In 1985 Miuccia Prada stitched Pocono nylon, the material from which military tents are made, into a tote bag with a chain for a strap. She branded the homely sack with a small golden triangle etched with PRADA. The chain handle echoed the more expensive, classic Chanel bag even as the utilitarian nylon mocked it.

“Fashion editors thought it was funny that something so practical and plain could be so expensive. Reverse snobbery was a big part of its appeal,” says Ruth LaFerla, fashion director for Mirabella magazine.

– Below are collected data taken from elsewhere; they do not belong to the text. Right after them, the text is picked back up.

PR #986, opened 2016-11-04
Revert "RESTEASY-1539: Respect Vary headers"

ronsigal:
Reverts resteasy/Resteasy#978

SimpleServerCache$CacheEntry doesn't completely implement ServerCache$Entry: it's missing MultivaluedMap<String, String> getVaryHeaders();

PR #987, opened 2016-11-05
Revert "Revert "RESTEASY-1539: Respect Vary headers""

ronsigal:
Reverts resteasy/Resteasy#986: #978  was OK.


ronsigal:
It looks like SimpleServerCache was restore after #978 was submitted.

PR #990, opened 2016-11-09
[RESTEASY-1424] RESTEasy-client module should contains dependencies f…

xstefank:
…or important RESTEasy providers

JBEAP: https://issues.jboss.org/browse/JBEAP-5081
JIRA: https://issues.jboss.org/browse/RESTEASY-1424

As it is described in the comments of above issues the removal of the jackson2 provider is necessary because of the usage of com.fasterxml dependencies which are not supported by RESTEasy, so they cannot be supplied to the user without knowledge. After the deprecation and following privatization of the com.fasterxml APIs the jackson2 provider dependency can be added to the resteasy-client module.

### DIFF
--- a/profiling-tests/pom.xml
+++ b/profiling-tests/pom.xml
@@ -30,6 +30,11 @@
             <scope>test</scope>
         </dependency>
         <dependency>
+            <groupId>org.jboss.resteasy</groupId>
+            <artifactId>resteasy-jackson2-provider</artifactId>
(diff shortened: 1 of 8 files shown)


marekkopecky:
This PR looks good to me

xstefank:
After the discussion we have decided that it would be better to not change the behavior of the resteasy-client for now.

PR #994, opened 2016-11-14
Add wildfly-elytron dependency to make arquillian work with Remoting 5

kanovotn:


asoldano:
@kanovotn how have you reproduced failures / forced remoting 5 usage?

PR #997, opened 2016-11-16
[RESTEASY-1547] Profile to enable resteasy-legacy in container and as…

kanovotn:
… dependency


asoldano:
@kanovotn there seems to be a problem with this PR, all test jobs are failing consistently, can you have a look please?

kanovotn:
Yes, I need to work on this more, thanks.

PR #999, opened 2016-11-17
[RESTEASY-1553] add check for html content-type and reverted test str…

rsearls:
…ings as needed


rsearls:
Can't get all 3 travis-ci envs to complete successfully in a single run.  3 separate runs and 3 different envs fail.
None of the failures are do to my code changes.

PR #1000, opened 2016-11-21
Forward Compatibility profile excludes legacy integration tests

kanovotn:
* moves forward compatibility profile to the main testsuite pom
* excludes legacy integration tests module from the profile (that will be needed to added later When Wildfly/EAP with the resteasy 3.1 is released).

### DIFF
--- a/testsuite/pom.xml
+++ b/testsuite/pom.xml
@@ -10,14 +10,6 @@
     <description/>
     <modelVersion>4.0.0</modelVersion>
     <packaging>pom</packaging>
-
-    <modules>
-        <module>arquillian-utils</module>
-        <module>unit-tests</module>
-        <module>legacy-integration-tests</module>
-        <module>integration-tests</module>
-        <module>integration-tests-spring</module>
-    </modules>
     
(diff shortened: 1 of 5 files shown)


testsuite/pom.xml
```diff
@@ -61,6 +53,41 @@
...
+            <id>forward.compatibility</id>
+            <activation>
+                <property>
+                    <name>forward.compatibility</name>
+                </property>
+            </activation>
+            <modules>
+                <module>arquillian-utils</module>
+                <module>unit-tests</module>
+                <!-- Uncomment module below when EAP/Widlfly with Resteasy 3.1 is released -->
```
kanovotn: When EAP/Wildfly is released with 3.1.0.Final, we will use this newly released container as "old" version to run against new versions of client and testsuite. Now the forward compatibility tests are run against EAP 7.0.0.GA which doesn't have resteasy-legacy module so the tests cannot pass. So, no, this PR is not required only until Resteasy Final. 
Please correct me, if it doesn't make sense to you.

PR #1023, opened 2016-12-14
RESTEASY-1566: Provide support for multi valued query param

NicoNes:
This pull request is about providing support for multivalued query param in addition to existant behaviour (singlevalued query param) using `javax.ws.rs.ext.ParamConverter` mechanism.


resteasy-jaxrs/src/main/java/org/jboss/resteasy/core/PathParamInjector.java
```diff
@@ -109,30 +109,21 @@ else if (pathSegmentList)
...
+	       return extractor.extractValues(null);
+	    }
+		return extractor.extractValue(null);
+	 }
+	 if (extractor.isInjectableAsCollectionOrArray())
+	 {
+	    return extractor.extractValues(list);
+	 }
+	 return extractor.extractValue(list.get(list.size() - 1));
    }
```
ronsigal: I don't see anything other than cosmetic changes here, and I don't think they constitute improvements. For example, taking the second half of the method out of the scope of an else, while currently equivalent semantically, invites the possibility of someone inserting code, some day, that doesn't leave the method and falls through to the former else block.

resteasy-jaxrs/src/main/java/org/jboss/resteasy/core/StringParameterInjector.java
```diff
@@ -65,7 +65,7 @@ public StringParameterInjector(Class type, Type genericType, String paramName, C
       initialize(type, genericType, paramName, paramType, defaultValue, target, annotations, factory);
    }
 
-   public boolean isCollectionOrArray()
+   public boolean isInjectableAsCollectionOrArray()
    {
```
ronsigal: Not a good idea to change the name of a public method. Even if it is, in principle, an implementation method, it is still visible outside of Resteasy.

resteasy-jaxrs/src/main/java/org/jboss/resteasy/core/StringParameterInjector.java
```diff
@@ -80,40 +80,39 @@ protected void initialize(Class type, Type genericType, String paramName, Class
...
+     
+      if (!baseType.isPrimitive())
       {
-         if (genericType != null && genericType instanceof ParameterizedType)
+         paramConverter = factory.getParamConverter(baseType, baseGenericType, annotations);
+         if (paramConverter != null) 
          {
-            ParameterizedType zType = (ParameterizedType) genericType;
-            baseType = Types.getRawType(zType.getActualTypeArguments()[0]);
-            baseGenericType = zType.getActualTypeArguments()[0];
```
ronsigal: This is interesting. Really, I don't understand why baseGenericType is getting modified here. Given that there may have been some justification that I don't see, I appreciate that you added the call on line 90 as an addition to, rather than a replacement of, the original call.

resteasy-jaxrs/src/main/java/org/jboss/resteasy/core/StringParameterInjector.java
```diff
@@ -80,40 +80,39 @@ protected void initialize(Class type, Type genericType, String paramName, Class
...
+	        	 return;
+	         }
          }
-      }
-      if (!baseType.isPrimitive())
-      {
-         paramConverter = factory.getParamConverter(baseType, baseGenericType, annotations);
-         if (paramConverter != null) return;
 
          unmarshaller = factory.createStringParameterUnmarshaller(baseType);
```
ronsigal: Maybe this call should get the same "double" treatment that factory.getParamConverter() gets.

ronsigal:
I think this is a nice and worthwhile change. I have a few coding quibbles - see comments in the code. Thank you.

resteasy-jaxrs/src/main/java/org/jboss/resteasy/core/PathParamInjector.java
NicoNes: Right it's just cosmetic, no specific improvments here. I don't get your point about the second half of the method.

resteasy-jaxrs/src/main/java/org/jboss/resteasy/core/StringParameterInjector.java
NicoNes: Oups... bad idea right 👎

resteasy-jaxrs/src/main/java/org/jboss/resteasy/core/StringParameterInjector.java
NicoNes: To my mind baseGenericType is modified from it's original value in case of we are dealing with a collection because in this case the `factory.getParamConverter(...)` must be in charge of finding a converter for the data type held in the collection and not for the collection type itself any longer since the call to this method on line 90 return null.
Whatever the reason as you said if prefer to add call on line 90 rather than changing everything. However I've just noticed that I did it wrong cause I've changed the original behavior...
 The call from line 88 to 94 should  have been
`     if (!baseType.isPrimitive())
      {
         paramConverter = factory.getParamConverter(baseType, baseGenericType, annotations);
         if (paramConverter != null) 
         {
        	 return;
}
}`
Then remove code from line 110 to 114 and put it in a `if ` block like following at line 116:
`         if (!baseType.isPrimitive())
         {
	         paramConverter = factory.getParamConverter(baseType, baseGenericType, annotations);
	         if (paramConverter != null) 
	         {
	        	 return;
	         }
     unmarshaller = factory.createStringParameterUnmarshaller(baseType);`

resteasy-jaxrs/src/main/java/org/jboss/resteasy/core/StringParameterInjector.java
NicoNes: Which call exactly ?

resteasy-jaxrs/src/main/java/org/jboss/resteasy/core/StringParameterInjector.java
ronsigal: [Put > at beginning of line for a blockquote.]

re: "finding a converter for the data type held in the collection and not for the collection type itself any longer since the call to this method on line 90 return null."

Right. But before your changes there was no call like the one on line 90, which uses baseGenericType before it is modified.
re: "The call from line 88 to 94"

It looks identical to the original ...

re: "Then remove code from line 110 to 114"

I don't see the difference. It's all inside a "if(!baseType.isPrimitive()" test alreade

resteasy-jaxrs/src/main/java/org/jboss/resteasy/core/PathParamInjector.java
ronsigal: re: the second half of the method"

For example, consider changing

>   if (x == y)
>   {
>      return z;
>   }
>   else
>   {
>      z = 17;
>   }

to

>   if (x == y)
>   {
>      return z;
>   }
>   z = 17;

They're semantically equivalent, right? But suppose someone comes along and changes the second version to


>   if (x == y)
>   {
>      z = 19;
>   }
>   z = 17;

Now, control falls through to z = 17;, even if x == y. That wouldn't have happened before.

Not likely, but still ...

resteasy-jaxrs/src/main/java/org/jboss/resteasy/core/StringParameterInjector.java
ronsigal: Believe me, I've learned the hard way. ;-)

resteasy-jaxrs/src/main/java/org/jboss/resteasy/core/StringParameterInjector.java
ronsigal: Sorry if I wasn't clear. I meant, maybe 

>   unmarshaller = factory.createStringParameterUnmarshaller(baseType);

should get called both before and after baseType gets modified ...

resteasy-jaxrs/src/main/java/org/jboss/resteasy/core/PathParamInjector.java
NicoNes: Ok I get it. It's actually better to use the 'else' block to keep the control on flow. Thank you 👍

resteasy-jaxrs/src/main/java/org/jboss/resteasy/core/StringParameterInjector.java
NicoNes: re: "Right. But before your changes there was no call like the one on line 90, which uses baseGenericType before it is modified."

Yes and that's why the user registered `javax.ws.rs.ext.ParamConverterProvider` was never called with the collection genericType since when it is a collection the `baseGenericType` is modified to the data type held by the collection.

re: "The call from line 88 to 94" and "Then remove code from line 110 to 114"

In the original code the call to `factory.getParamConverter(baseType, baseGenericType, annotations);` was only invoked if `!baseType.isPrimitive()`.
In my version the first call to `factory.getParamConverter(baseType, baseGenericType, annotations);` at line 90 is done only if `!baseType.isPrimitive()` but the second one at line 110 will be invoked even if 'baseType.isPrimitive()' which is different from the original behavior when dealing with a collection.

resteasy-jaxrs/src/main/java/org/jboss/resteasy/core/StringParameterInjector.java
NicoNes: Yes actually the same "double" treatment could be done for all calls from line 17 to the end. It will allow users to provide a way to convert `String` type to any type subclassing `List`, `Set ` or `SortedSet` before fallback on default implementation  `ArrayList`, `TreeSet ` and `HashSet ` and focusing on data held by the collection. 
The  "first" treatement will  end if one of the following is true :
> `paramConverter != null`
> `unmarshaller != null`
> `converter != null`
> `delegate != null` in case of `paramType.equals(HeaderParam.class)`
> `valueOf != null`

resteasy-jaxrs/src/main/java/org/jboss/resteasy/core/StringParameterInjector.java
ronsigal: re: "but the second one at line 110"

Hmmm, I don't see that. I see

>      if (!baseType.isPrimitive())
>      {
>          paramConverter = factory.getParamConverter(baseType, baseGenericType, annotations);
>          ...
>	         if (genericType != null && genericType instanceof ParameterizedType)
>            ...
>	         paramConverter = factory.getParamConverter(baseType, baseGenericType, annotations);
>            ...
>      }

resteasy-jaxrs/src/main/java/org/jboss/resteasy/core/StringParameterInjector.java
ronsigal: re: "It will allow users to provide a way to convert String type to any type subclassing List, Set or SortedSet before fallback on default implementation ArrayList, TreeSet and HashSet"

So, use the actual type found in the resource method. Hmmm, I wonder why the type is getting "normalized" now ...

resteasy-jaxrs/src/main/java/org/jboss/resteasy/core/StringParameterInjector.java
NicoNes: >    
      if (!baseType.isPrimitive())
      {
         //This call is ok baseType is not a primitive
         paramConverter = factory.getParamConverter(baseType, baseGenericType, annotations);
         ...
	         if (genericType != null && genericType instanceof ParameterizedType)
	         {
	            ParameterizedType zType = (ParameterizedType) baseGenericType;
                // baseType is modified here so it can become a primitive (seem's technicaly impossible to me in this case but we never know...)
	            baseType = Types.getRawType(zType.getActualTypeArguments()[0]);
	            baseGenericType = zType.getActualTypeArguments()[0];
	         }
          ...
             // If baseType has been modified to a primitive it's KO, we change the behavior of the original code
	         paramConverter = factory.getParamConverter(baseType, baseGenericType, annotations);
	      ...
       }

resteasy-jaxrs/src/main/java/org/jboss/resteasy/core/StringParameterInjector.java
NicoNes: By "normalized" do you mean convert String to ArrayList, TreeSet or HashSet ?

If it is the case I think this conversion is done like that because of the spec about conversion between String and  type of any resource method argument:

> 1.Be a primitive type
2.Have a constructor that accepts a single String argument
3.Have a static method named valueOf or fromString that accepts a single String argument (see, for example, Integer.valueOf(String))
4.Have a registered implementation of javax.ws.rs.ext.ParamConverterProvider JAX-RS extension SPI that returns a javax.ws.rs.ext.ParamConverter instance capable of a "from string" conversion for the type.
5.Be List<T>, Set<T> or SortedSet<T>, where T satisfies 2, 3 or 4 above. The resulting collection is read-only.

But the problem with current code is that in case of a collection it directly jump to point 5, even if user provides a Collection (List Set or SortedSet) with either:

> 1.A constructor that accepts a single String argument
2. A static method named valueOf or fromString that accepts a single String argument (see, for example, Integer.valueOf(String))
3. A registered implementation of javax.ws.rs.ext.ParamConverterProvider JAX-RS extension SPI that returns a javax.ws.rs.ext.ParamConverter instance capable of a "from string" conversion for the type.

By the way about point 5 I'm not sure that resulting collection is read only in Resteasy impl (see `StringParameterInjector.extractValues(List<String> values)`)

resteasy-jaxrs/src/main/java/org/jboss/resteasy/core/StringParameterInjector.java
ronsigal: So the second call

>paramConverter = factory.getParamConverter(baseType, baseGenericType, annotations);

on line 110 is in the scope of 

>if (!baseType.isPrimitive())

on line 88.

NicoNes: Yep but `baseType` is modified at line 102 (see my comment on this line). So `baseType` can be changed change to a primitive so we have to check it again before the line 110 .

resteasy-jaxrs/src/main/java/org/jboss/resteasy/core/StringParameterInjector.java
ronsigal: Which version of the JAX-RS spec are you looking at? Version 2.0 Final Release says

1. Types for which a ParamConverter is available via a registered ParamConverterProvider . See
Javadoc for these classes for more information.
2. Primitive types.
3. Types that have a constructor that accepts a single String argument.
4. Types that have a static method named valueOf or fromString with a single String argument
that return an instance of the type. If both methods are present then valueOf MUST be used unless
the type is an enum in which case fromString MUST be used 1 .
5. List<T> , Set<T> , or SortedSet<T> , where T satisfies 3 or 4 above.

ronsigal: re: "But the problem with current code is that in case of a collection it directly jump to point 5, even if user provides a Collection (List Set or SortedSet) with either:"

Yes, I think you're right. It just looks like a mis-reading of the spec.

NicoNes: Sorry I said "spec" but I was looking at the Javadoc of any of the following annotations:
@MatrixParam, @QueryParam, @PathParam, @CookieParam, @HeaderParam

resteasy-jaxrs/src/main/java/org/jboss/resteasy/core/StringParameterInjector.java
ronsigal: Hey Nicolas,

I've been digging a little deeper and re-thinking this issue. I think I understand now why StringParameterInjector.initialize() is written as it is. Basically, it expects the underlying URL parsing mechanisms to handle Collections, and then the various string translation mechanisms to handle the element type. For example, given the resource method

>		@GET
>		@Path("dates")
>		@Produces("text/plain")
>		public String dates(@QueryParam("q") List<Date> q)
>		{
>			for (Date d : q)
>			{
>				System.out.println(d);
>			}
>			return "ok";
>		}

running

>		String date1 = new Date(117, 1, 1).toString();
>		String date2 = new Date(117, 2, 2).toString();
>		ResteasyClient client = new ResteasyClientBuilder().build();
>		Invocation.Builder request = client.target("http://localhost:8081/dates?q=" + date1 + "&q=" + date2).request();
>		Response response = request.get();

will produce

Wed Feb 01 00:00:00 EST 2017
Thu Mar 02 00:00:00 EST 2017

That is, "...?q=a&q=b" can be turned into a list or a set, so maybe we don't really need another syntax.

-Ron

NicoNes: Hi Ron,

Yes this is it and that's the kind of tests done in `org.jboss.resteasy.test.resource.param.ParamConverterTest.testIt()` unit tests too.

I'm not saying that another synthax is really mandatory (for sure it's not). 
Just that it will be nice to provide support for it since it does not require a lot of code modification to handle it so that users can choose wheiter doing "...?q=a&q=b" or "...?q=a,b".

 The "...?q=a&q=b" is for sure the cleanest syntax and will be the one supported by default (just like now). But if users want to take advantage of the second one  by fulfilling JaxRS spec conditions listed previously why not ? 

More, according to the specs users are free to regsiter a `ParamConverter` to handle `List<Date>` for example. So they can use any syntax since they are able to parse it into `List<Date>`

ronsigal: Ok, yeah, I'm not against adding this change. You want to update with the changes we've discussed?

NicoNes: Yes, sure I'll do it 👍

NicoNes:
Hi Ron,

Sorry for the delay. I created a new PR https://github.com/resteasy/Resteasy/pull/1093 including changes we discussed about.
Hope I did everything well.

PR #1029, opened 2016-12-21
[RESTEASY-1559] Incorrectly matching resources "/list" -> PathParam "…

kanovotn:
…/{id}"


asoldano:
hi @kanovotn ; thanks for the test here, however in this case I'd rather wait for somebody to look at the issue and propose a potential fix before adding the testcase. I suspect it might not be that easy to achieve the behavior expected in the jira description and this could possibly even be covered by certification tests (TCK).

kanovotn:
@asoldano Thanks for feedback. So in this case I will close this PR and just link my branch with test into the jira, in case it will be needed, is it ok? Do you prefer this way in all cases? For example in PR#1030 I did the same:)

asoldano:
@kanovotn sure, fine, close for now and we'll see later. thanks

Models snapped up the bags too, and civilians aspiring to the heights of style imitated the chic, well-dressed fashion professionals they saw racing through airports, oblivious to the joke that launched the look. This spring, an editor from the Midwest brought her piggy bank to Milan. She had thought for a year about the Prada bag she wanted to buy. With her prize in tow, she said to her colleagues in the fashion press, “Now I know that when I go out to lunch with a designer or a publicist from New York, I can put my bag up on the table and know that I have the perfectly right thing.”

*

Designer fashion is most compelling when it is recognizable, and when the image it represents has been preceded by advertising and marketing.

Advertisement

“Image is a very powerful motivation and companies capitalize on it,” says Kay Truszkowski, buyer for the Maxfield boutique in Beverly Hills. “The customer has an association with what is glamorous. They think, ‘I put that on that thing or carry that bag and I am that image. I buy this Hermes bag with a big H on it and I’m buying into the lifestyle that it represents.’ ”

If there were perfect symmetry to purchases, a woman carrying a $5,000 handbag would drive a luxury car, live in a mansion and carry the keys to a safe-deposit box stuffed with stock certificates. In reality, she might have saved a year for that purse, which contains the keys to a leased car and her apartment. Like gang colors, a status symbol effectively signals to other members of a club that one belongs, even if other requirements of membership may be missing.

Now that logos have gone from “out” to “in” with a twist, Gucci’s Ford is moving on. The only fall shoes worn by models walking the Gucci runway were high-heeled faux ponyskin platforms with nary a horse bit or G in sight.

“I didn’t use the logos much for fall because I wanted the Gucci collection to evolve,” Ford says. “I wanted people to understand that Gucci is a place to be dressed head to toe, even without a label. I wanted to make beautiful clothes that were in themselves a label, because they had a wonderful cut.”